— О чем вы! Я тоже их обожаю. Хотя предпочитаю женщин-хромоножек: меняя их мускулатуру, этот физический недостаток доставляет немало необычных ощущений ценителям сладострастия… Монтень, большой знаток вин и девиц, был единственным из всех, кого я знаю, кто успел заметить это до меня. Но довольно «хромать»… Продолжим. В Париже я прожил четыре года в квартире на цокольном этаже дома в Монпарнасе. Я делил ее с одним янки, который провел все четыре года в беспробудном пьянстве, отмечая заключение мира. Он был невыносим.

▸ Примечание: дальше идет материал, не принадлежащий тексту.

PR #1215, opened 2026-08-03
Port Cloudflare OAuth sign-in to macOS (#1204)

davidwkeith:
Closes #1204

## Summary

- Replaces the manual "paste a Cloudflare API token" flow (`CloudflareTokenPromptView`) with "Sign in with Cloudflare" OAuth, reusing the already-portable `CloudflareOAuthClient` built for a sibling iOS feature.
- Adds refresh-token support to the OAuth client, a Keychain-backed OAuth credential store, and a refresh-aware token source wired into the production deploy pipeline (env var → OAuth credential, refreshing if expired → legacy pasted token, in that order — existing pasted tokens keep working unchanged).
- Adds the macOS `ASWebAuthenticationSession` presentation layer, sign-in coordinator, `DeployModel`/SwiftUI wiring, and the Associated Domains entitlement the OS needs to intercept the OAuth redirect.

Design doc: `docs/superpowers/specs/2026-08-03-macos-cloudflare-oauth-design.md`
Implementation plan: `docs/superpowers/plans/2026-08-03-macos-cloudflare-oauth.md` (11 tasks, each independently reviewed)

В тысяча девятьсот двадцать втором году его отец, табачник из Кентукки, приехал, чтобы забрать сына домой, но тот, выстроивший целую систему для празднования: сначала «La Cigogne», затем «La Coupole», потом «Vicking’s» и, наконец, «La Rotonde», воспротивился возвращению. Ежемесячные переводы прекратились. Чтобы перевоспитать пьяницу, отец выбил ему через знакомого сенатора должность при Американской комиссии по памятникам войны. Алкоголику не оставалось ничего, кроме как согласиться. Но он заключил со мной сделку. Мы делили с ним зарплату пополам. Я выполнял за него работу, а он продолжал праздновать заключение мира… Отсутствие контроля благоприятствовало нашему плану. А когда все вскрылось, качество моей работы уже не вызывало никаких сомнений. В результате я получил должность начальника архива Американской службы регистрации захоронений, конторы, в которой регистрируются могилы солдат США, погибших во Франции. В лоне этой организации, также ответственной за сохранность кладбищ и памятников войны, мое аритмософичное призвание обрело новый импульс для дальнейшего развития метода. Я превратился в макабрического полководца. Целая армия погребенных, восемьдесят тысяч солдат экспедиционного корпуса, подчинялась моим приказам. Я командовал мертвыми там, где союзное командование устроило мясорубку живым.
Оп Олооп замолк.
Камнем рухнул в молчание.
Поначалу, когда Оп Олооп только возобновил свой рассказ, сотрапезники слушали его словоизлияния настороженно, но затем поддались силе его убеждения. Его речь более не походила на вымученную софистику, призванную прикрыть случайную рану, нанесенную некстати оброненными словами. Его слушали затаив дыхание, стараясь не шуметь столовыми приборами. И все, за исключением сутенера, напитались его тоской, когда голос замолк, а взгляд устремился вдаль.
— Глоток «Mercurey»? — предложил Гастон, протягивая бутыль.
Молчание.
Когда человек бросается вниз с вертикального эксарпа самого себя, водоворот его эмоций и воспоминаний не исчезает при ударе. Больные, искалеченные слова разбегаются в стороны или повисают дымкой сумасшествия в воздухе.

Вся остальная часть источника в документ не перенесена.